Ucapan Abu Darda’ di atas tampak menjadi sebuah keniscayaan, mengingat betapa banyak pengusaha yang gagal menyelematkan diri karena ambisi menumpuk harta, sehingga menghalalkan segala cara. Banyak pengusaha belakangan ini yang ditangkap Bareskim Polri dan KPK. Itulah harta yang banyak namun mencelakakan menurut Abu Darda’. Karena ingin mengejar untung yang besar, mereka memilih melakukan tindakan korupsi dan suap-menyuap.
Apalagi sekarang kita diatur oleh Pasal 78 ayat (1) butir ke-2 KUHP. Dengan aturan tersebut, masa kadaluwarsa pidana korupsi adalah enam tahun (hukumonlien, 5/Oktober/2018).

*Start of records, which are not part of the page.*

PR #1254, opened 2023-02-21
Font scale updates for High DPI

lfl-eholthouser:
This pull requests address issues where a larger dpiScale would increase the font size but not the node size and therefore the text was larger than the node. It also adjust the spacing for the layout so the nodes no longer overlap.


jstone-lucasfilm (approved):
Thanks for the fix, @lfl-eholthouser!

PR #1255, opened 2023-02-23
Fix binding of geomprops to functional graphs in GLSL

niklasharrysson:
This change list adds binding of geomprop data to functional graphs that has inputs with `defaultgeomprop` set.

Ini artinya, kejahatan tidak akan terlupakan, minimal 6 tahun ke depan sejak melakukan korupsi. Betul apabila Abu Darda’ mengingatkan bahwa kejahatan tidak akan terlupakan.

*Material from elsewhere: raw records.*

PR #1256, opened 2023-02-24
Added Native File Browser for Graph Editor

dgovil:
This PR adds support for using a platform native file browser on macOS to the MaterialXGraphEditor.

It introduces a new class that matches the Imgui File Dialog API, though limited to just the calls used by the GraphEditor.
Being able to use the native browser allows for quicker navigation to locations the user may have saved, and allows handling of some cases like cloud synced files.


dgovil:
I went through the CLA registration process and got a confirmation. Not sure if there's a lag time between that and the test updating here

source/MaterialXGraphEditor/Graph.h
```diff
@@ -210,10 +215,17 @@ class Graph
     bool _delete;
 
     // file dialog information
+#if defined(__APPLE__)
```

Selain itu, Abu Darda’ juga pribadi yang terkenal suka berpikir mendalam dan mengambil hikmah dari setiap kejadian. Hal itu sesuai dengan bunyi sebuah hadits marfu’ dari Anas ra., Rasulullah SAW bersabda: “berpikir sesaat tentang pergantian malam dan siang lebih baik dari ibadah delapan puluh tahun,” (Jalaluddin as-Suyuthi, ad-Durr al-Mantsur, 3/191).
Pada suatu hari, Abu Darda’ kedatangan saudaranya, Salman al-Farisi. Rasulullah SAW sejak awal hijrah ke Madinah menjadikan Abu Darda’ sebagai saudara Salman. Setibanya di rumah Abu Darda', Salman bertemu dengan Ummu Darda', istri Abu Darda'. "Bagaimana kabarmu," tanya Salman. "Saudaramu itu tidak punya keinginan pada dunia, malam sholat, siang berpuasa," jawab Ummu Darda'.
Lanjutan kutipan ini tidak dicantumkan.